◆ **TASK BRIEF**
Compute how many lines in the data below contain "reference"; answer only with that number.

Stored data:
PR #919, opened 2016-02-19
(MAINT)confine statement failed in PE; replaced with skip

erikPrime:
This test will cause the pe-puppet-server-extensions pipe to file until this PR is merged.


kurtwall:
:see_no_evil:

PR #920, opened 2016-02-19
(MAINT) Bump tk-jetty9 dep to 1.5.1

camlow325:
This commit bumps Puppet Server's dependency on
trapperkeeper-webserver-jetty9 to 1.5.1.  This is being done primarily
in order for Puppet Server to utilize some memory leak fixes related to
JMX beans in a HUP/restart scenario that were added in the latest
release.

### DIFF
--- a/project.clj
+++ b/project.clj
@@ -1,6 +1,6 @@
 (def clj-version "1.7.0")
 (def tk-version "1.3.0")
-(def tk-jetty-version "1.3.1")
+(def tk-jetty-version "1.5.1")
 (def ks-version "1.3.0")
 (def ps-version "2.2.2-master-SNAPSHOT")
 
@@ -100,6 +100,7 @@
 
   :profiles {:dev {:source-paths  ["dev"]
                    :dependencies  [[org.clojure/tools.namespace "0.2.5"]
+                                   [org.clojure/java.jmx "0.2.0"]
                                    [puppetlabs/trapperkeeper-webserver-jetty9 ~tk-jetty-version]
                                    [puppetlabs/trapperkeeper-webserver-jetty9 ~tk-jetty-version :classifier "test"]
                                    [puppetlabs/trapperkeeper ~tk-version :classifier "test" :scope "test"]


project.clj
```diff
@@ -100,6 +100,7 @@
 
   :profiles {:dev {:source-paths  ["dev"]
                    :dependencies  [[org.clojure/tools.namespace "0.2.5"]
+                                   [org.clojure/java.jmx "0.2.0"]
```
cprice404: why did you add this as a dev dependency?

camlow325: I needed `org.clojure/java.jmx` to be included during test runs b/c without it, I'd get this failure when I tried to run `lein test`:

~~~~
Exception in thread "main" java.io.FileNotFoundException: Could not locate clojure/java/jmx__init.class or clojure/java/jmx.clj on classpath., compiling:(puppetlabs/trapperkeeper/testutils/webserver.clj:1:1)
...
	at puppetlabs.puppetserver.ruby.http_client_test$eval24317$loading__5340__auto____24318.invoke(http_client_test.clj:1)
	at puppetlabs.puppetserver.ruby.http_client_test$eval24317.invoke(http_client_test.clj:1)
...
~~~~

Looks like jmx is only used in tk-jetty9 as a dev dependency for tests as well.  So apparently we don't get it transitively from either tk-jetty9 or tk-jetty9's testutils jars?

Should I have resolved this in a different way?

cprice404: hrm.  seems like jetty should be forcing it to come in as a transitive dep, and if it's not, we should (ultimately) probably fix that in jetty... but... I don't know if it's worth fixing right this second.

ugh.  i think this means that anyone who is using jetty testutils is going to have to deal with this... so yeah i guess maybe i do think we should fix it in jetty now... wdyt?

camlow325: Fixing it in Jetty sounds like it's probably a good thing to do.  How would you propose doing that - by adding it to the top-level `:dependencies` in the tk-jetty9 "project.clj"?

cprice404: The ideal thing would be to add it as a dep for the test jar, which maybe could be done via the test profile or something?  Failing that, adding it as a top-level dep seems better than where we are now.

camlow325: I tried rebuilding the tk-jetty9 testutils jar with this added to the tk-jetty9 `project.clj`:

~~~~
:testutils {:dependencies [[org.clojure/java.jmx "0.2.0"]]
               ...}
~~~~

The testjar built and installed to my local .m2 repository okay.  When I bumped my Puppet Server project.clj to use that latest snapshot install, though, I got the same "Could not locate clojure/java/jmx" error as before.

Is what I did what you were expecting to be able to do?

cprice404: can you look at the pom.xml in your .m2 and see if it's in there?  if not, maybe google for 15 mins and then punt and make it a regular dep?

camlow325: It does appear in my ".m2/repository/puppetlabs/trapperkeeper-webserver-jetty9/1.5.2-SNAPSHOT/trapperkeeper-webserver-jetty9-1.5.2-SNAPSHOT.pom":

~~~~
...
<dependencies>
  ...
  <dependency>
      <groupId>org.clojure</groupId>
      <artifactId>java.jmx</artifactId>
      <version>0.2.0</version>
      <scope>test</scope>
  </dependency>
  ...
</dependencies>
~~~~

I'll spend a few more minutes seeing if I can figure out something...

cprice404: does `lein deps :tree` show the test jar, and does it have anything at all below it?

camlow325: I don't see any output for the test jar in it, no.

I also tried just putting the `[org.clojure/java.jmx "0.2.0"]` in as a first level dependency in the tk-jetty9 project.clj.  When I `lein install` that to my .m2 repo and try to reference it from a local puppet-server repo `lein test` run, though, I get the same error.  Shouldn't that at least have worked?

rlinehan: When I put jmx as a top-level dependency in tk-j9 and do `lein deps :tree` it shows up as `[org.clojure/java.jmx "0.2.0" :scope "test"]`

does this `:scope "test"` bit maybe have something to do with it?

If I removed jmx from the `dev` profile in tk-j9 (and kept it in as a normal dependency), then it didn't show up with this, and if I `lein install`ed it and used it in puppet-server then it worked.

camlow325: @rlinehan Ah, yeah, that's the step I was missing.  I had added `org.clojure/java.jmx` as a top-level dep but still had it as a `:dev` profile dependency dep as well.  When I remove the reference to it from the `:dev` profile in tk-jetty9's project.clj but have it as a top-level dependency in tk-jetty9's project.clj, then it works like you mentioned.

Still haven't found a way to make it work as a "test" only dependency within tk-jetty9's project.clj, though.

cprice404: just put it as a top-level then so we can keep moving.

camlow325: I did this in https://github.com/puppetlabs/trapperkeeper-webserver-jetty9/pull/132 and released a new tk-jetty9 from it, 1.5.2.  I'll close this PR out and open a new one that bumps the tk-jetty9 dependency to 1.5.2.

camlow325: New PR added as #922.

◆ **WRITTEN RESPONSE**
2